▶ **EXERCISE GOAL**
Where the string "opened" shows up in a line of the records, copy that line.

[Data excerpts]

Issue #1005, opened 2024-04-18
Add support for JSON comments similar to those supported by VSCode


BuzzwordSea:
The lack of official comment support in manifest.json files is a significant pain, particularly for products with many manifest.json files.  Please add support for comments.  As an example VSCode configuration supports // and /* */ style comments matching JavaScript comments.

PR #1094, opened 2025-05-22
Add support for C++ Style Comments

▶ **EXERCISE RESULT**
Issue #1005, opened 2024-04-18
PR #1094, opened 2025-05-22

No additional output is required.